As far as voter registration campaigns go, "Rave the Vote" events never really garnered the same cachet as the "Rock the Vote" drives that crop up every four years. But now that the race for the next president of the United States has officially kicked off with the Iowa Caucuses, even club kids are tuning in. That Midwestern state isn't exactly a nightlife hotbed, so it's unlikely that the coveted clubber vote swung the election in Des Moines, but this week, for New Hampshire's primary, we have a man on the ground.

The Juan Maclean has made make his home in the Granite State since moving to Dover from Providence, Rhode Island in 1999. When he's not touring internationally at the Panorama Bar or playing at the U.S.'s tastemaking spaces like Chicago's Smart Bar, he holes up behind the mixing board in his longtime home base, which he says has an "'Alternative' element, enough to make it livable," but remains regrettably conservative in others. "I still get the occasional 'Nice, bike faggot' when I'm out riding my bicycle," he says.

It's that kind of cultural mixed bag that makes New Hampshire such a bellwether state for the nation, with its New England liberals and "Live Free or Die" libertarians.

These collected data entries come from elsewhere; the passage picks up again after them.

PR #221, opened 2018-12-04
Moving shared package functionality to boost-common

mattbsox:
Created a PackageUtil class in boost-common
Moved shared package functionality to PackageUtil and SpringBootUtil

### DIFF
--- a/boost-common/src/main/java/io/openliberty/boost/common/utils/SpringBootUtil.java
+++ b/boost-common/src/main/java/io/openliberty/boost/common/utils/SpringBootUtil.java
@@ -90,7 +90,7 @@ public class SpringBootUtil {
      *         null otherwise
      * @throws PluginExecutionException
      */
-    public static File copySpringBootUberJar(File artifact, BoostLoggerI logger) throws PluginExecutionException {
+    public static File copySpringBootUberJarFile(File artifact, BoostLoggerI logger) throws PluginExecutionException {
         if (artifact == null || !artifact.exists() || !artifact.isFile()) {
             throw new BoostException("Could not find a project artifact.");
         }
@@ -109,6 +109,44 @@ public class SpringBootUtil {
             }
         }
         return null;
+    }
+
+    /**
+     * Copy the Spring Boot Uber JAR to a .spring extension to preserve it
+     * 
+     * @param springBootUberJar
+     * @param projectArtifact
+     * @param shouldReplaceProjectArchive
+     * @param boostLogger
+     * @throws BoostException
+     */
+
+    public static void copySpringBootUberJar(File springBootUberJar, File projectArtifact, boolean shouldReplaceProjectArchive, BoostLoggerI boostLogger) throws BoostException {
+        try {
+            File springBootUberJarCopy = null;
+            if (springBootUberJar != null) { // Only copy the Uber JAR if it is valid
+                springBootUberJarCopy = SpringBootUtil.copySpringBootUberJarFile(springBootUberJar,
+                        boostLogger);
+            }
+
+            if (springBootUberJarCopy == null) {
+                boostLogger.info("Plugin should replace the project archive: " + shouldReplaceProjectArchive);
+                if (shouldReplaceProjectArchive) {
+                    if (projectArtifact != null) {
+                        File springJar = new File(
+                            getBoostedSpringBootUberJarPath(projectArtifact));
+                        if (net.wasdev.wlp.common.plugins.util.SpringBootUtil.isSpringBootUberJar(springJar)) {
+                            boostLogger.info("Copying back Spring Boot Uber JAR as project artifact.");
+                            FileUtils.copyFile(springJar, projectArtifact);
+                        }
+                    }
+                }
+            } else {
+                boostLogger.info("Copied Spring Boot Uber JAR to " + springBootUberJarCopy.getCanonicalPath());
+            }
+        } catch (Exception e) {
+            throw new BoostException(e.getMessage(), e);
+        }  
     }
 
     /**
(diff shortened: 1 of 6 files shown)


boost-common/src/main/java/io/openliberty/boost/common/utils/SpringBootUtil.java
```diff
@@ -111,6 +111,44 @@ public static File copySpringBootUberJar(File artifact, BoostLoggerI logger) thr
         return null;
     }
 
+    /**
```
cherylking: I think the method comments for this method and the previous one need to contain more details. I'm wondering why we have two methods to copy the Spring Boot Uber JAR. When would I use this one vs the previous one?

boost-gradle/src/main/groovy/io/openliberty/boost/gradle/tasks/BoostPackageTask.groovy
```diff
@@ -173,21 +175,7 @@ public class BoostPackageTask extends AbstractBoostTask {
         return springBootDependencies
     }
 
-    public String getClassifier() {
```
cherylking: Where did this go? Doesn't something use this method?

boost-common/src/main/java/io/openliberty/boost/common/utils/SpringBootUtil.java
chyt: I guess the `copySpringBootUberJarFile` method is really just a helper for `copySpringBootUberJar`. The first method will conditionally perform the actual copy, while the second does the copy back. If you recall, the logic was written this way to allow re-execution of the `package` goal with a Liberty Spring Boot artifact already generated. This means that we need the same "entry point" for both behaviors since we are unsure of the state of the build previous build (if any) at this point in the execution. 

It looks like we don't call `copySpringBootUberJarFile` anywhere outside of this method, so I think it's sufficient to change the visibility to `private` and indicate in the comments that this is a helper for the publicly visible `copySpringBootUberJar`.

boost-common/src/main/java/io/openliberty/boost/common/utils/SpringBootUtil.java
```diff
@@ -111,6 +111,44 @@ public static File copySpringBootUberJar(File artifact, BoostLoggerI logger) thr
...
+                        if (net.wasdev.wlp.common.plugins.util.SpringBootUtil.isSpringBootUberJar(springJar)) {
+                            boostLogger.info("Copying back Spring Boot Uber JAR as project artifact.");
+                            FileUtils.copyFile(springJar, projectArtifact);
+                        }
+                    }
+                }
+            } else {
+                boostLogger.info("Copied Spring Boot Uber JAR to " + springBootUberJarCopy.getCanonicalPath());
+            }
+        } catch (Exception e) {
```
chyt: Can we specifically indicate the dependencies being thrown here? I think it's cleaner than just doing a catch-all.

boost-common/src/main/java/io/openliberty/boost/common/utils/SpringBootUtil.java
```diff
@@ -111,6 +111,44 @@ public static File copySpringBootUberJar(File artifact, BoostLoggerI logger) thr
...
+            throw new BoostException(e.getMessage(), e);
```
chyt: Not very useful here to just propagate the same error message. I would have the same thing here as in line 108:

```
throw new BoostException("Error copying Spring Boot Uber JAR.", e);
```

boost-common/src/main/java/io/openliberty/boost/common/utils/SpringBootUtil.java
```diff
@@ -260,84 +298,95 @@ public static Properties getSpringBootServerProperties(String springBootProjectR
...
+            } else {
+                serverConfig.addHttpEndpoint(makeVariable(SpringBootUtil.SERVER_ADDRESS), makeVariable(SpringBootUtil.SERVER_PORT), null);
+            }
+            
+            // Add properties to bootstrap properties
+            serverConfig.addBootstrapProperties(springBootServerProps);
+            
+            serverConfig.writeToServer();
+
+        } catch (Exception e) {
```
chyt: Same thing here, list all the exception instead of a catch-all.

boost-maven/boost-maven-plugin/src/main/java/io/openliberty/boost/maven/liberty/LibertyPackageMojo.java
```diff
@@ -80,64 +74,66 @@ public void execute() throws MojoExecutionException {
...
-            // we install the app now, after server.xml is configured. This is
-            // so that we can specify a custom config-root in server.xml ("/").
-            // If we installed the app prior to server.xml configuration, then
-            // the LMP would write out a webapp stanza into config dropins that
-            // would include a config-root setting set to the app name.
-            installApp(ConfigConstants.NORMAL_PROJ);
-
-            createUberJar(null, attach);
+        } catch (BoostException be) {
+            throw new MojoExecutionException("Encountered an error when packaging the project:.", be);
```
chyt: Remove the colon.

boost-gradle/src/main/groovy/io/openliberty/boost/gradle/tasks/BoostPackageTask.groovy
mattbsox: We weren't using this anywhere so I removed it.

scottkurz:
This ends up overlapping the changes in #218, which we decided on Gitter to merge instead.   We'll close this and note a couple of the review comments in #218 should be followed-up on....

Issue #215, opened 2018-11-20
SpringBoot applications don't honor `-Dserver.port` override from boost:run goal.


scottkurz:
I can do:
  `java -Dserver.port=8081 -jar target/my.jar`

to override the server.port property but if I do:
  ` mvn  boost:run -Dserver.port=8081` 

the override has no effect.

OTOH, if I use a non-Boost SpringBoot app I can do this to override.
` mvn  spring-boot:run -Dserver.port=8081`

scottkurz:
I'd assume the same issue applies when using 'start', 'debug' goals.

Opened this after trying with Maven.  Not sure if this applies for Gradle as well.

PR #223, opened 2018-12-06
Issue 215 Add addtional test for run

uberskigeek:


boost-maven/boost-maven-plugin/src/main/java/io/openliberty/boost/maven/liberty/AbstractLibertyMojo.java
```diff
@@ -88,5 +100,72 @@ private void createDefaultRuntimeArtifactIfNeeded() {
     public void execute() throws MojoExecutionException {
         createDefaultRuntimeArtifactIfNeeded();
     }
+    /*
+     * Check for environment variable being set for server port. 
+     * if set update bootstrap.properties to add the server port
+     */
+    protected void setServerPort() {
```
scottkurz: I can appreciate why you did it this way.   

This lets you override the port calculated in package during run/start/debug without affecting the port used by the packaged artifact.

However it doesn't allow the same -Dserver.port=8081 override during package.

I'm thinking a better approach would be to incorporate the -D CLI property into the property calculation used in `io.openliberty.boost.common.utils.SpringBootUtil.generateLibertyServerConfig`  and `getSpringBootServerProperties`, and to do this calculation including writing the whole thing out to boostrap.properties every time.  

Also, instead of having a Maven/Gradle-specific second place to adjust properties, let's pass the needed properties in from the build environment in a Maven/Gradle-specific way as needed, and write the properties in one place.

This is a new thing, so let's make sure to discuss with the team and hopefully get at least one review besides myself.

scottkurz:
Going to close this out, unless you object @uberskigeek ...  Seems like this hasn't come up as a use case demanding attention, plus involves some new config like jvm.options, plus the code has diverged a bit.    

And we still have #215 open.

PR #226, opened 2018-12-12
Fix issues with detecting end-of-string in different versions of sed

scottkurz:


pre-commit.template
```diff
@@ -57,7 +57,7 @@ do
         #
         # Note the sed output is a relative path (relative to project location)
         #
```
scottkurz:
```suggestion
        #
        # The idea is this translates
        #  R a/b/c/X.java -> a/b/d/Y.java 
        # into  'a/b/d/Y.java' .   That is, it strips off everything leaving the new relative path.
        # It assumes there are no spaces in the path name.
        #  We had some inconsistencies with Git versions and sed versions, so hopefully this covers all cases.
```

PR #227, opened 2018-12-13
Fix issue where files to format list was getting truncated due to cas…

scottkurz:
…e-sensitive var in hook script


scottkurz:
@uberskigeek - if you look at the diff quick it probably just looks like I have a loveOfCamelCaseOrSomething :)

The problem though was the one var on line 84 that was camelcase while the others were NOT, since this was resulting in a totally separate variable.    But since the other vars in the script were camel case I just fixed this one to be, in making it consistent.

uberskigeek:
That would be a problem!

PR #229, opened 2018-12-13
JDBC booster with a user defined derby dependency

awisniew90:
Have our JDBC booster pick up a user defined Derby dependency


awisniew90:
Note: I ended up rebasing this commit on top of the previous initial JDBC driver support _after_ I formatted using the pre-commit hook... So several of the files have a lot of formatting changes. sorry :-/ . 

Also, in order to detect if a derby dependency was added, I ended up changing how we find our booster dependencies and spring framework dependencies. Now there is just one method in MavenProjectUtil/GradleProjectUtil that just finds and returns a list of all dependencies. This allows us to easily find dependencies like derby, and makes this a little cleaner rather than trying to do several layers of filtering.

scottkurz:
Before we start reviewing this in detail, let me just note it doesnt' seem to be there's any unit test for this, and I don't recall there was for the last one either.    Could we try to at least do one, to build some momentum?  Something simple looking at the generated server config output maybe?

awisniew90:
True, we should probably add some basic unit tests here.  I'll add those in.

awisniew90:
Added unittests for checking JDBC feature version and datasource configuration in server.xml

scottkurz:
@awisniew90 can you please rebase this onto master first (unless there's a specific, temporary reason for keeping the existing commits)?

awisniew90:
@scottkurz - Rebased onto master and got rid of that extra commit that was hanging around.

In Dover, Juan says, there is a guy that drives around with a Confederate flag on the back of his pickup truck, but Juan's monthly studio rent is $300, and he can buy lobster fresh off the boat. Pack your bags, Bushwick residents.

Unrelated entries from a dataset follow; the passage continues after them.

PR #249, opened 2019-01-16
Add DB2 support to JDBC booster

awisniew90:
This PR adds support for DB2 to the existing JDBC booster. If a db2 maven/gradle dependency is added to a project, the JDBC booster will use that as its datasource. Additionally, 4 new properties were added to support a basic default db2 type 4 connection.

### DIFF
--- a/boost-common/src/main/java/io/openliberty/boost/common/config/JDBCBoosterPackConfigurator.java
+++ b/boost-common/src/main/java/io/openliberty/boost/common/config/JDBCBoosterPackConfigurator.java
@@ -23,16 +23,19 @@ import org.w3c.dom.NodeList;
 
 public class JDBCBoosterPackConfigurator extends BoosterPackConfigurator {
 
-    private static String DERBY_DEFAULT = "org.apache.derby:derby:10.14.2.0";
+	public static String DERBY_DEPENDENCY = "org.apache.derby:derby";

The longtime DFA affiliate is currently starting in on his fourth full-length album of shimmery robotic electro as The Juan Maclean, a collaborative project that's come to include Nancy Whang, also of LCD Soundsystem. But in addition to that work, he's also crafting the next EP for his house side project Peach Melba, and preparing to release some new solo material, a collection of "very dark tracks in the world of where house intersects with techno," which he will bill as just Juan Maclean, rather than The Juan Maclean. But even studio rats this busy get Bernie Sanders volunteers knocking at the door, and Maclean— a registered Democrat who proudly earns his "I Voted" sticker every November—has strong opinions on the political circus. So THUMP turned to this true party animal for a guide to today's first-in-the-nation primary, evaluating each party's major contenders. Read up, then register to vote.

Democrats

Hillary Clinton

Hillary has a huge infrastructure of support here in New Hampshire, but somehow she is trailing behind Sanders in the polls. Maybe this is how New Hampshire will set the tone for the rest of the primaries, by allowing Sanders to achieve what a year ago would have seemed preposterous, taking an early lead. In moments of weakness I give in to looking at my Facebook feed, and I see a lot of discouraging anti-Hillary rhetoric.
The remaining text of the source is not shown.